An emphasis on liberty, equality, and fraternity, which was popular in radicalism of the period, would have been beneficial to the commons had they been allowed to take root. In her article “Reformulating the Commons,” Elinor Ostrom lists a series of factors that increase the likelihood of successful self-governing of commons by their users. Among these are trust and reciprocity among appropriators, and autonomy from external authorities. The prevalence of radical ideology could have increased trust and decreased enforcement costs, thus increasing the feasibility of self-governing commons with a minimal amount of hierarchy. Agriculture could then have been under stable control by laborers, benefitting food production, increasing the options for laborers, and enhancing the ability of workers to accumulate capital. But as it happened, the commons were stolen, laborers were left with little land, and the authoritarian political structure of the day would have regarded cooperative associations with suspicion at the very least.

Applicability to Modern Times

A disentangling of the threads of capitalism, free enterprise, and technological and social progress enables one to better separate good and ill in history. A lot of the evil that people endured for the goods delivered by technology was not necessary to suffer. This opens questions about industrialization in the abstract, as well as the direction of technology. Another area that could be examined is the improvement of agricultural techniques in the 18th and 19th centuries, and the extent to which monopoly prevented its gains from reaching most people.

Finding alternative points of departure in the voluntary associations and common customs of history can lead to an improved ability to find alternative points of departure in today’s associations and customs that can lead to a future of greater freedom.

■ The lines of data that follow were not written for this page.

PR #713, opened 2015-08-09
Starting work improve pathfinding

dteviot:
@scrawl

I suspect lines 224-228 are incorrect.
When pathgrid returns a single node, it's being discarded and actor walks directly to destination.
Needs to build a path using the pathgrid node and the destination.

I also suspect that lines 232-245 may not be needed, 
aStarSearch() should not return an empty set as we're supplying two different points for a path.
Only way I can see aStarSearch() could return an empty path is if the path data we've been given is wrong. I have yet to check to see if aStarSearch() handles that case.

### DIFF
--- a/apps/openmw/mwmechanics/pathfinding.cpp
+++ b/apps/openmw/mwmechanics/pathfinding.cpp
@@ -51,8 +51,7 @@ namespace
                                                   const MWWorld::CellStore *cell,
                                                   const osg::Vec3f pos, int start)
     {
-        if(!grid || grid->mPoints.empty())
-            return std::pair<int, bool> (-1, false);
+        assert(grid && !grid->mPoints.empty());
 
         float distanceBetween = distanceSquared(grid->mPoints[0], pos);
         int closestIndex = 0;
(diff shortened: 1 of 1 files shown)


scrawl:
I'm having trouble following your line numbers. Are those for the previous code or for your modified code?

dteviot:
Those are the line numbers AFTER the patch is applied.  (Note, they're existing code that I haven't removed/fixed yet.)
In the pre-PR code they are:
https://github.com/OpenMW/openmw/blob/3046795a9c1197ed7fc9766fe78de84e37da1672/apps/openmw/mwmechanics/pathfinding.cpp#L228-232
and 
https://github.com/OpenMW/openmw/blob/3046795a9c1197ed7fc9766fe78de84e37da1672/apps/openmw/mwmechanics/pathfinding.cpp#L236-249
respectively.

Incidentally, how do you get the actual code lines to show in this comment?

apps/openmw/mwmechanics/pathfinding.cpp
```diff
@@ -51,8 +51,7 @@ namespace
                                                   const MWWorld::CellStore *cell,
                                                   const osg::Vec3f pos, int start)
     {
-        if(!grid || grid->mPoints.empty())
-            return std::pair<int, bool> (-1, false);
+        assert(grid && !grid->mPoints.empty());
```
scrawl: This change breaks consistency with getClosestPoint. Either make this change in both functions or change none of them.

scrawl:
> When pathgrid returns a single node, it's being discarded and actor walks directly to destination.
Needs to build a path using the pathgrid node and the destination.

> I also suspect that lines 232-245 may not be needed, 
> aStarSearch() should not return an empty set as we're supplying two different points for a path.

Makes sense.

PR #714, opened 2015-08-11
OS X: enable high resolution mode for OpenMW & OpenCS

corristo:
We don't support retina completely yet, but it's still better than
blurry mess, and Qt does pretty good job for OpenCS already.


corristo:
Please don't merge yet, I just read about recently UI scaling support, I'd try to use scale = 2 as default on retina screens.

corristo:
@zinnschlag let's merge this now, further changes require more investigation.

PR #715, opened 2015-08-13
Utility functions for getting magical effect magnitude.

dteviot:


scrawl:
Not sure about this. I don't see the extra typing as a problem. Ease of refactoring could be an argument, but then again Class might not be the right place for the function. Also, the function names are missing the get prefix. I'm curious about Zini's opinion.

dteviot:
> I don't see the extra typing as a problem

I'm not worried about the extra typing, I'm trying to make the code more readable.
I was initially trying (hoping) to convert something like this
```C++
player.getClass().getCreatureStats(player).getMagicEffects().get(ESM::MagicEffect::Paralyze).getMagnitude() > 0
```
into 
```C++
player.magicEffects[ESM::MagicEffect::Paralyze)] > 0
```
unfortunately, this is not easily doable.  The best I could easily do was this:
```C++
player.getClass().magicEffectMagnitude(player, ESM::MagicEffect::Paralyze) > 0
```
which I think is still an improvement.  And I think will make heading to the ultimate goal easier.

> Class might not be the right place for the function.

Agreed, its not ideal.  But at the current time, it's what we've got.

Aside, I suspect I could add a float conversion operator to the MagicEffect class.  That would eliminate the need for the getMagnitude() function.

dteviot:
Actually, my prior statement wasn't entirely correct.
What actually started this was the observation that in our code to EffectParam::getMagnitude() were always preceded by get(<EffectKey>).
i.e. Code always went 
```C++
get(<EffectKey>).getMagnitude()
```

So, it seemed to make sense to replace them these with the "MagiceEffects::magnitude(<EffectKey>)" call.
The rest of the changes snowballed from there, applying the same concept. 

Also, getMagnitude wasn't always preceeded by get(<EffectKey>), there was 1 place where it was not.

zinnschlag:
Not in favour of this change. The missing get criticism is valid, no matter if it was used consistently before or not. But we really should try to keep the Class interface minimalistic. There is already enough bloat without convenience functions.

I agree that the code could be more readable. But that might be more a case of restructuring it than re-doing the interface. For example in creature.cpp the code is accessing the levitate magnitude twice. This is slightly inefficient but more importantly it is redundant. Maybe restructure it in a way that the value is stored in a local variable?

Random early morning half-cooked thought: Can operator overloading be used to make the code more readable? The MagicEffect::get for example would look more natural as operator[].
Ptr does not have much pointer syntax and getClass is kinda tacked on. Maybe it would make sense to add operators * and -> for accessing the class.

dteviot:
> Maybe restructure it in a way that the value is stored in a local variable?

I've done that (moving common sub-expressions) in a number of places in this PR. e.g. Combat.cpp.  I missed the levitate instances though.

> The MagicEffect::get for example would look more natural as operator[].

There are only two places in OpenMW code where getMagnitude() is not called after calling MagicEffects::get(const EffectKey& key).
1. Inside MagicEffects::setModifiers() and
2. CreatureStats::modifyMagicEffects()

Thus, my initial change of adding MagicEffects::magnitude(effectKey), as I believe
```c++
magnitude(<effectKey>) 
```
is more readable than.
```c++
get(<effectKey>).getMagnitude()
```

I also believe it's more readable than
```c++
[<effectKey>].getMagnitude()
```

Given that, I believe that replacing MagicEffects::get() with MagicEffects::operator[] is not worth the effort.

I will agree that 
```c++
getMagnitude(<effectKey>) 
```
is more readable than magnitude(effectKey).
In your opinion, would getMagnitudeOf(effectKey) be even better?

Extending the above logic, expressions like this

```c++
if (player.getClass().getCreatureStats(player).getMagicEffects().get(ESM::MagicEffect::Paralyze).getMagnitude() > 0
```

became

```c++
if (player.getClass().getCreatureStats(player).magicEffectMagnitude(ESM::MagicEffect::Paralyze) > 0
```

by adding 
CreatureStats::magicEffectMagnitue(const EffectKey& key).

Aside: in the case of ESM::MagicEffect::Paralyze, I think an even more readable solution is adding 
CreatureStats::isParalyzed().

I then extended this principle further (too far) when I added Class::getMagicErects() and Class::magicEffectMagnitude().


> Ptr does not have much pointer syntax and getClass is kinda tacked on. Maybe it would make sense to add operators * and -> for accessing the class.

I think the fundamental problem is that the Class class seems to be a "dumping group" for assorted functions.
My thoughts on the correct fix is to adjust the class hierarchy, moving the functions in class into the correct derived classes.
e.g. canFly() is only relevant for an NPC or Creature.  (I'm suspecting there's a missing class in the hierarchy that should have behaviours common to NPC and creature. "Character" perhaps?)
Of course doing this would require we use correctly typed pointers, rather than passing World::ptr objects around.
And that would probably require considerable code restructuring (and possibly some pointer casting.)
I will point out, I haven't looked into this issue in depth, so I'm probably missing something obvious why this isn't a viable approach.
I'd be willing to look into this if you thought this was a viable approach, but at current time, I'd really like to get the pathfinding issues sorted.

Side thought:
```c++
if (player.getCreatureStats().isParalyzed()
```

doesn't look too bad, but that would require pushing at least some of the functions that are in Class into World::Ptr.

EmperorArthur:
World::ptr is an abomination.

While there's no easy way to fix it all at once, we could start using more composition, and calling things directly.  For instance, here's the original function:
>Creature::getEncumbrance (const MWWorld::Ptr& ptr) const
>...
>float weight = getContainerStore (ptr).getWeight();	 
>const MWMechanics::CreatureStats& stats = getCreatureStats (ptr);

Every creature has an inventory, and stats, so we could move things around, and do something like:
>Creature::getEncumbrance (const MWWorld::Ptr& ptr) const
>...
>float weight = getCreature(ptr).containterStore.getWeight();	 
>const MWMechanics::CreatureStats& stats = getCreature(ptr).stats;

Then you're just a hop skip and jump away from factoring World::Ptr out of that function.

zinnschlag:
I do not see a fundamental problem here. Neither with Class nor with Ptr. They are both adequate solutions for the world/object model we are currently using (of course the object model itself is a different issue and we may consider reviewing it OpenMW 2.0-ish, which may factor both Class and Ptr out of existence).

Yes, the code is verbose. But that is not a bad thing. It only becomes an issue when the verbosity comes from repeating the same piece of code within a function (the levitate example).

A polymorphic or templated Ptr is a no go, because the main purpose of Ptr is to allow uniform access to objects without consideration of the type. Any change here would result in either destroying this property or at least losing the ability to pass Ptr by value.

I find the long chains of function calls actually a bit clearer than the version with the convenience functions, because they state more explicitly what is happening. But if you absolutely must, how about a collection of free utility functions? This is C++ after all and not scrawny Java. We don't have to use OOP all the time.
```C++
float getCreatureMagicEffectMagnitude (MWWorld::Ptr actor, const EffectKey& key)
{
  return actor.getClass().getCreatureStats (actor),getMagicEffects().get (key).getMagnitude();
}
```

jeffreyhaines:
You could always do it this way to shorten your code. *Excuse my lack of type knowledge...

```C++
MagicEffects magicEffects = player.getClass().getCreatureStats(player).getMagicEffects();
if (magicEffects.get(ESM::MagicEffect::Paralyze).getMagnitude() > 0 )
{
    // Code
}
```

For me I appreciate enums and this ESM::MagicEffect::Paralyze functions like such to me.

Prosperity and progress did not require privilege. A sacrifice in living standards accompanied a sacrifice in freedom, and standards and freedom rose as the power of the master classes was upset and the benefits of technological progress were made more accessible.

Sources:

  1. Carson, Kevin. Studies in Mutualist Political Economy. Charleston, South Carolina: BookSurge Publishing, 2007)
  2. Fogel, Robert. The Escape from Hunger and Premature Death, 1700-2100: Europe, America, and the Third World. Cambridge: Cambridge University Press, 2004.
  3. Long, Roderick. “Medical Insurance That Worked – Until Government ‘Fixed’ It.” Formulations, Winter 1993.
  4. Ostrom, Elinor. “Reformulating the Commons.”
  5. Thompson, E.P. The Making of the English Working Class. New York: Vintage Books, 1963.